While it might be possible later down the road to split some of its components, there is no plan to do so
at the moment.

First, we don't think there is any real downside of shipping "too much": Aja has and aims to keep
a lightweight footprint and fast compile times, as well as a modular structure.
You can just use what you need without suffering from what you don't.

This lodash-like approach has benefits too: it aims to ship with a lot of convenience while introducing only
one flat dependency. This can help staying out of two extreme paths:

- the ["leftpad way"](https://www.theregister.com/2016/03/23/npm_left_pad_chaos/), where every project relies on
  a ton of small dependencies, ending up with un-manageable dependency trees and brittle software.
- the ["Lisp Curse way"](http://winestockwebdesign.com/Essays/Lisp_Curse.html), where everybody keeps rewriting
  the same thing over and over because nobody wants the extra dependency.

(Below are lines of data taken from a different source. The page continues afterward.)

PR #252, opened 2023-06-25
Fix simulator and hardware divergence in callback handling

nategraf:
When using the simulator, I encountered cases where the light would become stuck on, and the watch
would be unresponsive. In particular, this would occur when pressing the light button on the
sunrise sunset watch face.

I appears that this is caused by a divergence in out the callback mask is intepretted by the
hardware interface, and in the simulator in the following function.

```c
void watch_rtc_disable_matching_periodic_callbacks(uint8_t mask)
```

In particular, a mask of `0xFE` is intended to disable all except the 128hz cvallback at index 0,
but instead disables all except the 1hz callback at index 7 in the simulator.

Based on by reading through and debugging the code in the simulator, this should fix a divergence
between then hardware and simulator, but I am not 100% I am correct here. I see that @a2 originally
included this code in https://github.com/joeycastillo/Sensor-Watch/pull/43, so I'd love your eyes
here.


nategraf:
@a2 and/or @joeycastillo do you have a moment to look at this PR?

.gitignore
```diff
@@ -2,6 +2,7 @@
 **/build-sim/
 *.b#*
 *.bin
+.cache/
```
WesleyAC, line 5: This seems like it was added by accident, right?

WesleyAC (changes requested):
Other than the presumably accidental `.gitignore` change, this looks good. A frequency of 128 means that PER0 gets set, which is `tick_callbacks[0]`. `0xFE` should leave PER0 be but clear `PER1`-`PER7` as per the datasheet. `0xFE & (1 << 1) != 0` correctly does that, being false in the case of i=0 and true in the case of 1-7. Looks like the existing code just got this backwards, a understandable mistake.

.gitignore
nategraf: Reverted that change :+1:

PR #253, opened 2023-07-04
Counter face: change sound to non-blocking, add option to deactivate sound

Kistelini:
This is the same as https://github.com/joeycastillo/Sensor-Watch/pull/196 including my suggestions.


joeycastillo:
Very nice! Just tried it out and it kept up with all my button mashing. 

Thanks for this!

joeycastillo:
Closes #196

PR #255, opened 2023-07-07
Fix lengthBytesUTF8 not a function

austenadler:
I was not able to run the simulator due to `lengthBytesUTF8 not a function` error in the console being spammed. Related: https://github.com/emscripten-core/emscripten/issues/16098

I do not know what caused this error, but someone in discord had the same problem so might be more widespread than just myself.


joeycastillo:
Great catch, thanks for this!

PR #256, opened 2023-07-10
Wyoscan .5 hz watchface

wjhrdy:
This is a recreation of the Wyoscan watch, which was a $175 watch in 2014. It was an f-91w pcb replacement.

https://github.com/joeycastillo/Sensor-Watch/assets/1795778/e07f0ed1-e328-4337-a654-fa1ee65d883f

Here is more information on it:
https://artmetropole.com/shop/11460

a demo of what it looks like:
https://www.o-r-g.com/apps/wyoscan

8 frames per number * 6 numbers + the trailing 16 frames = 64 frames
at 32 frames per second, this is a 2-second cycle time or 0.5 Hz.

It is giving me a stack overflow after about 2.5 cycles of the time display in the emulator but it works fine on the watch.

image

I'd like to make something for the low energy mode, but I haven't thought about how that might work, right now it just freezes in low energy mode until you press the 12-24HR button.

### DIFF
--- a/movement/watch_faces/clock/wyoscan_face.c
+++ b/movement/watch_faces/clock/wyoscan_face.c
@@ -57,7 +57,8 @@ static char *segment_map[] = {
     "AFBGECD",  // 8
     "AFBGCD"    // 9
 };
-static int32_t clock_mapping[6][7][2] = {
+
+const static int32_t clock_mapping[6][7][2] = {
     // hour 1
     {{1,18}, {2,19}, {0,19}, {1,18}, {0,18}, {2,18}, {1,19}},
     // hour 2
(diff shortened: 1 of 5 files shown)


movement/watch_faces/clock/wyoscan_face.c
```diff
@@ -0,0 +1,198 @@
...
+
+static bool watch_colon_animation_is_running(void) {
+    return colon_interval_id != -1;
+}
+
+static void watch_start_colon_animation(uint32_t duration) {
+    if (colon_interval_id != -1) return;
+
+    colon_state = true;
+    colon_interval_id = emscripten_set_interval(watch_invoke_colon_callback, (double)duration, NULL);
```
wryun, line 96: I think it might just be this line that's causing you problems, though I'm not entirely sure how. Why are you calling emscripten here?

wjhrdy: I'm just tried taking this out and it still stack overflows.

I'm calling it because it seems to be the way you do a blinking animation in the emulator.

wjhrdy:
CleanShot 2023-07-10 at 23 52 27

it seems like something in the js is calling the setinterval function and that is making it fail looking at the stack trace.

wjhrdy:
I funally put it on my watch and it is not crashing. yay

wjhrdy:
This is no longer a draft.

joeycastillo:
This is SO MONUMENTALLY COOL! My one desire would be for it to read the settings and display a 12-hour clock when the wearer has that preference set, but I'm not going to let that block merging this insanely cool watch face. 

As for low energy mode, I guess it could fall back to just displaying the time as normal, but again, I think that can be handled in a separate PR. 

Thanks so much for making this!!

PR #257, opened 2023-07-16
Face settings: A fairly easy way to store watch face data persistently

TheOnePerson:
In this PR, I have put together a solution for persting data of a watch face trying to keep the logic for storing and reading the data files as encapsulated as possible: `file_settings.c` & `file_settings.h` implementing two functions `face_settings_init()` and `face_settings_save()`.

- You can use the `face_settings_init()` function to initialize the details about the data structure belonging to your particular watch face. The function takes an identifying string for your watch face (must be unique) and a pointer to the data structure that will be saved to flash storage. You can also specify two callback functions (see below). It also checks whether a data file for your watch face already exists and if so, it loads it into the data structure.
- There is also basic logic for dealing with different versions of a watch face and possible changes in data structures. The data scheme version number is used to check if there are data files for previous versions present. If so, the old structure is being loaded to a temporary buffer and the version callback function is invoked, so you have a chance to transfer information from the previous version to the current one. The file belonging to the older data scheme version is erased afterwards (unless you specify otherwise by setting the `erase_file` variable to `false`).
- The format of the data files is pretty straightforward: The naming scheme is `data_[hash of identifier string]_[data scheme version]`. The file's content is a binary copy of the data structure.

Being a hidden Lisp with similar
  super powers and expressiveness, Elixir might make it relatively easy and tempting to go down that path.

### What are the next steps?

Nothing is set in stone, but the next steps will probably be:
- keep working towards production-readiness: testing, improve documentation
- more benchmarks and performance optimizations
- add an `OrderedSet`
- add a queue or a dequeue (wrap `:queue`?)
- evaluate Kahrs algorithm as an alternative for red-black tree deletion
- evaluate some other interesting data structures to add
  ([clojure's vectors](https://hypirion.com/musings/understanding-persistent-vector-pt-1)
  or some equivalent?)

## Copyright and License

Aja is licensed under the [MIT License](LICENSE.md).